If my tenant had seemed like a good person, maybe I would have only felt bad for him when he told me all that time ago that he had bedbugs. Bad for him and scared for myself.
But this was someone who played his music loudly enough at three a.m. to literally shake me out of a deep sleep two stories down. Someone who, in exchange for his very, very cheap rent, felt he could treat me like a concierge when, right off the bat, he locked himself out twice his first week here -- once at 3 a.m. and another time first thing in the morning on a Sunday.
Once, after my ex-husband had moved out, leaving me here to fend for myself, I noticed a water stain that hadn't been there before, under the staircase leading down from that top floor where the tenant was living. That was odd, I thought; there was a whole story of house between that water stain and the roof, and there was certainly no plumbing anywhere nearby.
Then I figured out that, not only had my tenant taken cardboard storage boxes out of his infested bedroom to store in my insulation-filled crawl space (crawl space, not attic!), but he'd also opened up, from there, the hatch to the roof -- where I would then find coffee cups and ashtrays -- and left it open. For God knows how long. In the rain.
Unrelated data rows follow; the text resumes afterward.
PR #1564, opened 2022-01-03
Readnoise estimation whensubtracting the overscan per row

julienguy:
Simple PR that changes the estimation of the readnoise when we are subtracting the overscan per CCD row
(in case where OSTEP>2 electrons).

PR #1566, opened 2022-01-04
PR to test GitHub test failures

sbailey:
This PR has a minor doc change to trigger tests to study them in isolation from other algorithmic changes.  Original test failures noticed in #1564, where the default installed fitsio+numpy appear to be incompatible leading to fitsio import errors.

### DIFF
--- a/.github/workflows/python-package.yml
+++ b/.github/workflows/python-package.yml
@@ -17,9 +17,9 @@ jobs:
             fail-fast: true
             matrix:
                 os: [ubuntu-latest]
-                python-version: [3.8, 3.9]  # fitsio does not like Python < 3.7, astropy does not like Python < 3.8
+                python-version: [3.8]  # fitsio does not like Python < 3.7, astropy does not like Python < 3.8, might be too soon for 3.9.
                 astropy-version: ['==4.0.1.post1', '<4.1', '<5.0', '==5.0']
-                fitsio-version: ['==1.1.2']  #, '==1.1.4', '==1.1.6']
+                fitsio-version: ['==1.1.5']  #, '==1.1.4', '==1.1.6']
         env:
             DESIUTIL_VERSION: 3.2.3
             DESIMODEL_DATA: branches/test-0.12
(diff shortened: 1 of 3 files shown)


sbailey:
@weaverba137 could you please debug our GitHub actions test environment which is now failing due to a fitsio import error?  This branch+PR is a starting point to demonstrate the failure independent of other algorithmic changes.  A few notes:

* our latest 'test-master' environment at NERSC has fitsio/1.1.6 and numpy/1.21.4 and works
* fitsio has a "1.1.6" release on pip and conda-forge, but doesn't appear to have a tag by that name
* it looks like these tests are using fitsio/1.1.6 and numpy/1.20.3; it isn't clear to me which of our other requirements is triggering the older version of numpy (it started out trying numpy/1.22.0)
* maybe related to numpy versions: our tests currently use astropy/4.0.1.post1, which matches what our daily pipeline environment uses (master).  Fuji testing uses astropy/5.0 (test-master).  Switching to 5.0 for most testing would be fine, but it would be helpful to retain at least one version of the test using 4.0.1.post1 to ensure that we don't break daily ops while merging Fuji PRs.
  * if supporting testing with astropy/4.0.1.post1 is an undue burden, let's chat options.  The primary reason for not upgrading daily ops is just to minimize the number of moving parts; I'm not aware of any fundamental problems with promoting test-master to default master if needed (and yes, one of these day we'll make the master -> main renaming, also only limited by minimizing moving parts).

Thanks

weaverba137:
@sbailey, acknowledged.  Is there any restriction on the version of `fitsio`, or can I tune that to adjust numpy dependencies?

weaverba137:
numba 0.54.1 requires numpy < 1.21, so that explains why an older numpy is installed after numpy 1.22.x is downloaded.

weaverba137:
It's looking like fitsio==1.1.6 might be incompatible with numpy<1.21.

weaverba137:
Yikes! It now looks like the version of numpy that fitsio is compiled against may depend on the order in which numpy & fitsio are installed.

weaverba137:
@sbailey, summary so far:

* Forcing fitsio to be reinstalled after all other packages does seem to work.
* However, if fitsio==1.1.6 is being tested, it falls back on a cached build, even with `pip install --force`.  I think there is an additional pip command that will force a rebuild.

weaverba137:
@sbailey, I think this is ready for review and merge.

sbailey:
Looks good, thanks.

No, really, help yourself. Make yourself right at home.
So I put a lock on not only the hatch but the door that opened onto the ladder leading there, past the crawl-space.
I didn't want to have to live like that. To bolt every single thing in sight down because I had surrounded myself with selfish, immature (even at 30+) people with the kind of sense of entitlement that says, "ask for forgiveness, not permission." And then would never even get around to the forgiveness. "Worse comes to worst, it doesn't hurt to ask."
For things you're not paying for. For things you know you have no right to. For things it's insulting to ask for. ("Oh, you don't even use air conditioning in the summer -- because it's expensive? Well, still -- I think 'utilities included' should mean I can use all the AC I want for no extra money. What's that? New York City says a couple of hundred bucks a year is a reasonable flat fee? Tell you what: how about I just give you 50?"
Interesting. So you're saying Mommy and Daddy taught you that the worst that can happen is that someone might say no?
Hmm. Funny because my mother taught me to have some humility. And to treat others as you would like to be treated. Maybe "it never hurts to ask" actually does work for you sometimes. But I'm here to tell you that I can't be the only one out there with whom it does not work. For whom it sends up a red flag that says, "This person tries to get something for nothing -- and then will try to manipulate you into feeling guilty about it if you don't go along. In the future, deal with this person as little as humanly possible."
Am I wrong about this? Just being uptight and narrow-minded? Lacking that ambitious attitude it takes to succeed? Maybe you're right. Don't knock anything until you've tried it first, right?
Hey, Hipsterboy, I have an idea. I was thinking that in addition to your rent, you give me 50% of the returns you're earning on that trust fund your daddy set up for you. No, no, no -- no hurry; just give it some thought. I don't need an answer right away. Oh, and when I came upstairs to see where the leak was coming from, I saw your new Mac sitting on the desk, so just a heads-up: I took it. You don't mind, right?